* DIRECTIONS FOR THIS TASK:
Give the following records again in full and without alteration.

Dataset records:
===

PR #4829, opened 2026-05-11
Fix channels and recipients image aspect ratios

casungo:
## Summary

This change preserves the natural aspect ratio of context and receiver images while keeping the existing maximum display bounds.

It also lets context images use the full card width, avoiding unnecessary compression for wide logos in the channel selection screen.

## Problem

Context images had a fixed rendered height combined with a maximum width. Very wide logos could therefore be squeezed horizontally instead of being scaled proportionally.

## Changes

- Use automatic image dimensions with max-width/max-height constraints for context, receiver, and upload preview images.
- Keep object-fit containment for bounded image previews.
- Remove the narrow column wrapper from context selection images.

## Validation

- Built the Angular client successfully with `npx ng build --configuration=development`.


evilaliv3:
Thank you for your contribution @casungo 

The patch looks good to me.

I notice that you are performing edits to both the context-image and receiver-image but the html is modified only fore the context.

Do you mind implement and test the changes also for the receiver image?

casungo:
Thank you for the review.

I updated the receiver image markup as requested, so receiver images now use the full card width consistently with context images.

While testing this on a real instance, I also refined the shared image bounds from `20rem` to `28rem` and updated the selected-context view to avoid keeping the context image constrained to a narrow column. The images now keep their natural aspect ratio while still being capped by `max-width` and `max-height`.

casungo:
The nested `@if (context.picture)` around the `` was removed because the parent block already guards the entire image row on the same condition. That makes the inner check redundant: Angular will only render the row and image markup when `context.picture` is true.

So the simplified version is functionally equivalent, and I’d keep the template with just the outer guard unless we want to preserve the nested block purely to minimize diff churn.

evilaliv3:
Very good patch thank you @casungo 

Tested and i'm going to merge it right away in release 5.0.93

evilaliv3:
Closing as directly integrated in 5.0.93

PR #2157, opened 2026-08-21
fix(build): normalise line endings so check-theme survives a Windows checkout

pablonyx:
## What this is

Two commits, one concern: a checkout on Windows silently corrupts `apps/packages/design/src/css/product.css` into CRLF, and `check-theme.mjs` asserts against `\n`-joined literals, so the design gate fails with a message that blames the CSS.

This surfaced while getting the first real Windows `tauri build` to run. It is not Windows-specific in effect: the repo has no `.gitattributes` at all, so line-ending behaviour is left to each contributor's `core.autocrlf`.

===

* WRITTEN RESPONSE:
PR #4829, opened 2026-05-11
Fix channels and recipients image aspect ratios

casungo:
## Summary

This change preserves the natural aspect ratio of context and receiver images while keeping the existing maximum display bounds.

It also lets context images use the full card width, avoiding unnecessary compression for wide logos in the channel selection screen.

## Problem

Context images had a fixed rendered height combined with a maximum width. Very wide logos could therefore be squeezed horizontally instead of being scaled proportionally.

## Changes

- Use automatic image dimensions with max-width/max-height constraints for context, receiver, and upload preview images.
- Keep object-fit containment for bounded image previews.
- Remove the narrow column wrapper from context selection images.

## Validation

- Built the Angular client successfully with `npx ng build --configuration=development`.


evilaliv3:
Thank you for your contribution @casungo 

The patch looks good to me.

I notice that you are performing edits to both the context-image and receiver-image but the html is modified only fore the context.

Do you mind implement and test the changes also for the receiver image?

casungo:
Thank you for the review.

I updated the receiver image markup as requested, so receiver images now use the full card width consistently with context images.

While testing this on a real instance, I also refined the shared image bounds from `20rem` to `28rem` and updated the selected-context view to avoid keeping the context image constrained to a narrow column. The images now keep their natural aspect ratio while still being capped by `max-width` and `max-height`.

casungo:
The nested `@if (context.picture)` around the `` was removed because the parent block already guards the entire image row on the same condition. That makes the inner check redundant: Angular will only render the row and image markup when `context.picture` is true.

So the simplified version is functionally equivalent, and I’d keep the template with just the outer guard unless we want to preserve the nested block purely to minimize diff churn.

evilaliv3:
Very good patch thank you @casungo 

Tested and i'm going to merge it right away in release 5.0.93

evilaliv3:
Closing as directly integrated in 5.0.93

PR #2157, opened 2026-08-21
fix(build): normalise line endings so check-theme survives a Windows checkout

pablonyx:
## What this is

Two commits, one concern: a checkout on Windows silently corrupts `apps/packages/design/src/css/product.css` into CRLF, and `check-theme.mjs` asserts against `\n`-joined literals, so the design gate fails with a message that blames the CSS.

This surfaced while getting the first real Windows `tauri build` to run. It is not Windows-specific in effect: the repo has no `.gitattributes` at all, so line-ending behaviour is left to each contributor's `core.autocrlf`.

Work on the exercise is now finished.